TASK OBJECTIVE: Output exactly the lines spanning from the line containing "Screenshot from 2022-05-13 00-35-57" to the last line of the entries, inclusive.

────────────────

PR #1063, opened 2022-05-01
Bring back `debug.FreeOSMemory()` call to prevent `OOMKilled`(s)

mertyildiran:
Brings `debug.FreeOSMemory()` call that originally added with:
- https://github.com/up9inc/mizu/pull/277

then later removed with:
- https://github.com/up9inc/mizu/pull/1026

Apparently these changes are still required despite the recent optimization efforts. Otherwise the tapper pod gets easily `OOMKilled`.

**The removal of these changes didn't make into any stable releases.**

### DIFF
--- a/.github/workflows/static_code_analysis.yml
+++ b/.github/workflows/static_code_analysis.yml
@@ -10,7 +10,7 @@ permissions:
   contents: read
 
 jobs:
-  golangci:
+  go-lint:
     name: Go lint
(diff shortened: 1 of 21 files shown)


gadotroee (approved):

mertyildiran:
@gadotroee I realized that only `debug.FreeOSMemory()` is necessary to prevent `OOMKilled`(s).

PR #1064, opened 2022-05-02
Move "es Lint" to different step and add go lint on logger module

gadotroee:


IgorGov (approved):

IgorGov:
@gadotroee we should consider doing the same in mizu-ent

PR #1080, opened 2022-05-13
Fix the Kafka `ApiKey` query and add `ApiKeyName` field (human-readable `ApiKey`)

mertyildiran:
### Before
Screenshot from 2022-05-13 00-35-57
Screenshot from 2022-05-13 00-36-01
Screenshot from 2022-05-13 00-36-04

### After
Screenshot from 2022-05-13 21-49-59
Screenshot from 2022-05-13 21-50-04
Screenshot from 2022-05-13 21-50-08
Screenshot from 2022-05-13 21-50-11


gadotroee (commented):
@mertyildiran 
Do we need to make any changes to the unit tests files?

gadotroee:
Now I see that they failed and I guess it makes sense (which shows that the fix we did in the past to run then when the folder is changed are working ok)

mertyildiran:
> Now I see that they failed and I guess it makes sense (which shows that the fix we did in the past to run then when the folder is changed are working ok)

@gadotroee updated the dataset for Kafka unit tests with https://github.com/up9inc/mizu/commit/b9cab623668c9e45affb2d4acd454c0a1a4ce827

gadotroee (approved):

────────────────

ANSWER AREA:
Screenshot from 2022-05-13 00-35-57
Screenshot from 2022-05-13 00-36-01
Screenshot from 2022-05-13 00-36-04

### After
Screenshot from 2022-05-13 21-49-59
Screenshot from 2022-05-13 21-50-04
Screenshot from 2022-05-13 21-50-08
Screenshot from 2022-05-13 21-50-11


gadotroee (commented):
@mertyildiran 
Do we need to make any changes to the unit tests files?

gadotroee:
Now I see that they failed and I guess it makes sense (which shows that the fix we did in the past to run then when the folder is changed are working ok)

mertyildiran:
> Now I see that they failed and I guess it makes sense (which shows that the fix we did in the past to run then when the folder is changed are working ok)

@gadotroee updated the dataset for Kafka unit tests with https://github.com/up9inc/mizu/commit/b9cab623668c9e45affb2d4acd454c0a1a4ce827

gadotroee (approved):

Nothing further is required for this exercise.